Through the aforementioned laying experiments, the influence mechanism of forming process parameters on the formation of defects in VATS can be revealed, and the theoretical buckling model established above can be qualitatively verified. The theoretical calculation, simulation and experiment results are consistent, which proves the feasibility of applying Hertz’s contact and tangential contact theories to optimize the variable angle tow buckling model based on Rayleigh–Ritz solution, minimum potential energy principle and viscoelastic foundation, and lays a theoretical foundation for the research of VATS technology and defect control method. However, due to the experimental conditions, there is no accurate measurement method for the viscosity of prepreg tow resin, so it is impossible to establish the quantitative relationship between the critical load and the process parameters. Future research can determine the resin viscosity of tow under specific temperature conditions through multiple groups of controlled variable experiments and then explore the characterization method of adhesion coefficient to realize the qualitative analysis and demonstration of the buckling model.
6. Conclusions
A buckling model including the width, thickness, adhesion coefficient and other material properties of the prepreg tow is proposed for the placement of complex composite structural parts in the aviation field. The critical in-plane load and buckling radius in VATS are solved by the Ritz method and the minimum potential energy principle based on more accurate boundary conditions and deflection functions.
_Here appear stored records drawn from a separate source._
PR #343, opened 2025-12-12
feat(prompts_sample): add sample for mcp prompts

giuliastf:
The main purpose of this pr s to show how can be used the available ```get_prompt()``` LanGraph function for MCP servers.


samples/mcp-refactoring-assistant/graph.py
```diff
@@ -0,0 +1,179 @@
...
+    user_msg = HumanMessage(content=state.code)
+
+    messages_state = MessagesState(messages=[system_msg, user_msg])
+    result = await react_agent.ainvoke(messages_state)
+
+    prompt_name = ""
+    prompt_args: dict = {}
+
+    for msg in result.get("messages", []):
+        if hasattr(msg, 'type') and msg.type == 'tool':
```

On this basis, the normal contact and tangential contact models of the compaction roller and the tow are innovatively established, so that the buckling model is improved by the theory of intimate contact and traction torsion without sliding, and factors such as the compaction force, laying speed and resin viscosity are introduced into the model, which is an important innovation point of this paper. In addition, a simulation model of VATS based on cohesion theory was established, and the distribution of compaction pressure as well as in-plane load was verified, which proved the feasibility of using viscoelastic foundation to characterize the adhesion of prepreg tow. Finally, the proposed theory and simulation models are verified by multiple groups of single factor laying experiments. It is proven that a proper increase in compaction force and a decrease in velocity can improve the adhesion performance of prepreg tow and reduce the critical radius in VATS.
Limited by the current experimental conditions and testing methods, this paper lacks research on the quantitative characterization methods and experimental verification of the adhesion coefficient. In addition, due to the temperature fluctuation, the corresponding relationship between process parameters and the critical buckling radius needs to be established. Future research will be devoted to exploring the relationship between the heating temperature and the formation of defects in VATS. In view that the resin viscosity of the prepreg tow is sensitive to temperature, and the heating process has a great influence on the adhesion coefficient of the tow, it is important to establish an accurate temperature field model to introduce the thermal effect into the buckling model to achieve high-quality placement. Furthermore, composite structures are composed of multiple layers, and each layer has undergone repeated compaction and heating processes. It is of great significance to study the effect of repeated placement on wrinkle formation in VATS for improving the manufacturing quality of aviation components and parts.